Заклинаю Вас, Madame, памятью Генриха VII, нашего общего предка, а также королевским титулом, который я сохраню и в смерти, не оставить втуне эти справедливые пожелания и поручиться мне в том Вашим собственноручно написанным словом.

Ваша неизменно расположенная к Вам сестра и пленница Мария, королева».

 

Мы видим: сколь это ни странно и невероятно, в последние дни затянувшейся на десятилетия борьбы роли переменились: с тех пор как Марии Стюарт вручен смертный приговор, в ней чувствуется новая уверенность и сила. Сердце ее не так трепещет, когда она читает свой смертный приговор, как трепещет рука у Елизаветы, когда ей предлагают этот приговор подписать. Мария Стюарт не так страшится умереть, как Елизавета убить ее.

Быть может, она уверена в душе, что у Елизаветы не хватит мужества приказать палачу поднять руку на венчанную королеву, а быть может, это спокойствие — лишь маска; но даже такой пронырливый наблюдатель, как Эмиас Паулет, не улавливает в ней ни тени тревоги. Она ни о чем не спрашивает, ни на что не жалуется, не просит у стражей ни малейших поблажек. Не пытается она и вступить в тайные сношения с чужеземными друзьями; ее сопротивление, ее самозащита и самоутверждение кончились; сознательно препоручает она свою волю судьбе, творцу: пусть он решает.

Теперь она занята серьезными приготовлениями.
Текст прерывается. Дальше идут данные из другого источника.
PR #2177, opened 2026-03-31
Document handling of actions irrelevant to a context

FireChickenProductivity:
This describes the design patterns we decided on in a Community backlog session, which are described [here](https://github.com/talonhub/community/issues/2143#issuecomment-4103783099).


CONTRIBUTING.md
```diff
@@ -15,3 +15,5 @@ Each of the principles is numbered for easy referencing. The body is formatted a
...
 - P08 - Use the stored state management actions defined in [storage_state.py](core/stored_state_management/stored_state.py) to store state on disk. This keeps stored state within the stored_state directory, which makes it easier for users to keep track of and git ignore.
+- P09 - When the default behavior of an action is undesirable in a context, override it to throw an exception. This has the advantage of stopping execution, which prevents the calling code from continuing with incorrect assumptions. You may additionally provide a notification.
+- P10 - Do not implement an action in a context where it is irrelevant if it has no default implementation because Talon handles this case for us.
```
nriley:
```suggestion
- P09 - If there is no reasonable implementation for an action in a context, it should raise an exception. This has the advantage of stopping execution, preventing calling code from continuing with incorrect assumptions.
    * If there is an (inappropriate) implementation for the action active in the context, then define an implementation in the specific context that raises an exception. You may additionally display a notification if it is helpful to let the user know that the action did not complete successfully.
    * If there is *no* implementation for the action active in the context, don't implement it. Talon will appropriately raise an exception when executing the action in the context.
```

nriley (approved):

Она составляет духовную и все свое земное состояние заранее раздает слугам; пишет королям и князьям мира, но уже не с тем, чтобы, подвигнуть их на посылку армий и снаряжение войн, а дабы уверить, что она готова неколебимо принять смерть, умереть в католической вере за католическую веру. Наконец-то на это беспокойное сердце сошел великий покой: страх и надежда, эти, по словам Гете, «злейшие враги рода человеческого», уже не властны над окрепшей душой. Так же как ее сестра по несчастью Мария-Антуанетта, лишь перед лицом смерти осознает она свою истинную задачу. Понимание своей ответственности перед историей блистательно перевешивает в ней обычную беспечность; не мысль о помиловании поддерживает ее, а некое окрыляющее стремление, надежда, что последняя минута станет ее торжеством. Она знает, что только драматизм геройской кончины может искупить в глазах мира ее трагическую вину и что в этой жизни у нее осталась одна только возможная победа — достойная смерть.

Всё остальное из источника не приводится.